A green suite for sixty consecutive days. This is rarely a sign of a healthy deployment. It is usually a sign that the suite is not measuring anything sensitive enough to fluctuate. Real production deployments have noise; eval suites that show no noise are the ones that have decoupled from production.
Eval cases that the design team curated and never refreshed. A suite that looks the same in week thirty as it did in week one has lost its grounding in production traffic. Distribution drift will silently invalidate the suite.
Single aggregate score with no per-rubric breakdown. The suite reports a number; nobody knows which rubrics moved. Aggregate scores hide regressions in specific dimensions. Per-rubric reporting is the minimum viable instrumentation for catching what production actually cares about.
What the runtime looks like.
The eval pipeline runs on every model promotion candidate. The pipeline pulls the current production-seeded test set, executes against the candidate model and the current production model in parallel, scores both with the editorial rubrics, and produces a per-rubric delta. A promotion is approved only if no rubric regressed past the threshold and at least one improved beyond noise.
The pipeline is fast — five to twenty minutes for the typical install — because the test set is bounded (a few hundred to a few thousand cases) and the scoring is parallelized.
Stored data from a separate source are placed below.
PR #474, opened 2018-07-16
Prevent loosing money by parsing small values

lontivero:
This PR is for fixing the issue https://github.com/zkSNACKs/WalletWasabi/issues/489 when someone parses values that involves fractions of satoshis. For example:

```
Money.Parse("0.00000000000001");  will be 0
Money.Parse("12.66548765432");  will be 12.6654876 loosing the 0.00000005432
```

This is a **breaking change** so, please review this and let us know if it okay for you @NicolasDorier

### DIFF
--- a/NBitcoin.Tests/util_tests.cs
+++ b/NBitcoin.Tests/util_tests.cs
@@ -352,6 +352,9 @@ namespace NBitcoin.Tests
 
 				// Attempted 63 bit overflow should fail
 				Assert.False(Money.TryParse(prefix + "92233720368.54775808", out ret));
+
+				// Attempted parsing a very small value (loosing money)  should fail
+				Assert.False(Money.TryParse(prefix + "0.00000000000001", out ret));
 			}
 		}
 
--- a/NBitcoin.Tests/util_tests.cs
+++ b/NBitcoin.Tests/util_tests.cs
@@ -355,6 +355,9 @@ namespace NBitcoin.Tests
 
 				// Attempted parsing a very small value (loosing money)  should fail
 				Assert.False(Money.TryParse(prefix + "0.00000000000001", out ret));
+				Assert.False(Money.TryParse(prefix + "0.000000001", out ret));
+				Assert.True(Money.TryParse(prefix + "0.00000000", out ret));
+				Assert.True(Money.TryParse(prefix + "0.00000000000", out ret));
 			}
 		}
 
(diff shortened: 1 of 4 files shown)


lontivero:
@knocte `Money.Parse` doesn't throw a new exception. However, the constructors and the factory methods such as `Money.Satoshis`, `Money.Cents`, `Money.Coins` and others now can throw a new `ArgumentOutOfRangeException`. This means that:

* this is the breaking change that can break existing projects and,
* you cannot loose money if you don't explicitly say so.

About the latest point, this example shows the point:
```c#
decimal value = 10 / 3m;
var m1 = Money.Satoshis(value);  // Fails with OOR exception
var m2 = Money.Satoshis((long)value);  // With the cast YOU are explicitly removing the fractional part 
```

Anyway, you are probably right on this but before writing more tests lets see what our benevolent dictatorship has to say about it.

nopara73:
Doesn't Parse should throw `FormatException`? It feels to me, like that's the convention. I may be wrong on this, though.

lontivero:
@nopara73 you are right, that's the exception is is throwing. It is the same exception it was throwing before.

NBitcoin.Tests/util_tests.cs
```diff
@@ -352,6 +352,9 @@ public void util_ParseMoney()
 
 				// Attempted 63 bit overflow should fail
 				Assert.False(Money.TryParse(prefix + "92233720368.54775808", out ret));
+
+				// Attempted parsing a very small value (loosing money)  should fail
+				Assert.False(Money.TryParse(prefix + "0.00000000000001", out ret));
```
NicolasDorier: Can you add test for `Assert.False(Money.TryParse("0.000000001"))` ? (Should fail with 9 decimal)

And `Assert.True(Money.TryParse("0.0000000000000"))` (Should work with 0)

lontivero: Done!

NicolasDorier:
Sorry I needed to revert that, it breaks in lots of my project. :(

Making a any decimal operation is very likely to fire this problem, it broke BTCPay :(

lontivero:
Ack. It was clear to me that this was going to break existing projects.

NicolasDorier:
I knew it would, but did not anticipated that almost any divide operation would break.

PR #475, opened 2018-07-17
Add hex string constructor to ExtPubKey

osagga:
Now you can construct `ExtPubKey` with a hex string in addition to the byte array constructor. This behavior is needed for the symmetry between `ExtPubKey` and `ExtKey`

### DIFF
--- a/NBitcoin/BIP32/ExtPubKey.cs
+++ b/NBitcoin/BIP32/ExtPubKey.cs
@@ -72,11 +72,22 @@ namespace NBitcoin
 		{
 		}
 
+        	/// <summary>
+		/// Constructor. Creates a new extended public key from the specified extended public key bytes.
+		/// </summary>
 		public ExtPubKey(byte[] bytes)
 		{
 			if(bytes == null)
 				throw new ArgumentNullException(nameof(bytes));
 			this.ReadWrite(bytes);
+		}
+        
+		/// <summary>
+		/// Constructor. Creates a new extended public key from the specified extended public key bytes, from the given hex string.
+		/// </summary>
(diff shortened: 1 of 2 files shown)


osagga:
I mean people already can use string seeds with `ExtKey`, I think you mean `ExtPubKey`. But I would argue the same with a `byte[]` input. It could be that people pass a private seed input to `ExtPubKey` and getting wrong results back.

NicolasDorier:
Ok,

1. Can you fix the indent?
2. Do not call it a `seed`, it is not a seed, it is the extpubkey serialized as bytes. `hex` is better naming
3. Can you add a small `///<summary>` comment like I did on `ExtKey` on the byte[] and the new string ctor?

osagga:
Done

NBitcoin/BIP32/ExtPubKey.cs
```diff
@@ -72,12 +72,23 @@ internal ExtPubKey()
 		{
 		}
 
+        	/// <summary>
```
nopara73: Unneccessary whitespace.

NicolasDorier:
And unecessary `Constructor`, of course it is a constructor! :D

NBitcoin/BIP32/ExtPubKey.cs
nopara73: https://github.com/MetacoSA/NBitcoin/pull/477

osagga: It's really weird, the formatting seems to be inconsistent on Linux (I didn't see the whitespace in my editor), and the same with the indentation problem I fixed above. Good catch!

The cost is dominated by the editorial scoring step, which is why model-based scoring calibrated against editor decisions has become the default. We use a separate, smaller eval suite scored entirely by humans to keep the model-based scorer honest, and we recalibrate quarterly.
Where to start if your current eval suite is theater.
If the eval suite you are running is producing reassuring numbers that have stopped catching what production cares about, the rebuild is a one-week project, not a quarter-long initiative. The shape:
- Pull a stratified sample of production traffic from the last thirty days.
- Score each sample case against three to five editorial rubrics specific to the workflow. Use editors for the first pass.
- Promote the scored cases to the eval suite, replacing the synthetic cases.
- Calibrate a model-based scorer against the editor scores. Validate that the calibration holds against a held-out set.
- Run the new suite against the current model. Whatever number it produces is the new baseline.
The number is usually lower than the synthetic-suite number was. That is not a regression. That is the suite measuring the right thing for the first time. From that baseline, every model promotion is a real test, and the regressions that surface in production stop being surprises.
Eval suites that survive production traffic are not more sophisticated than the ones that do not. They are seeded from production, scored by editorial judgment, and versioned with the corpus. The architecture is simple. The discipline is sustained. The combination is what separates a deployment that improves under measurement from a deployment that just looks like it is being measured.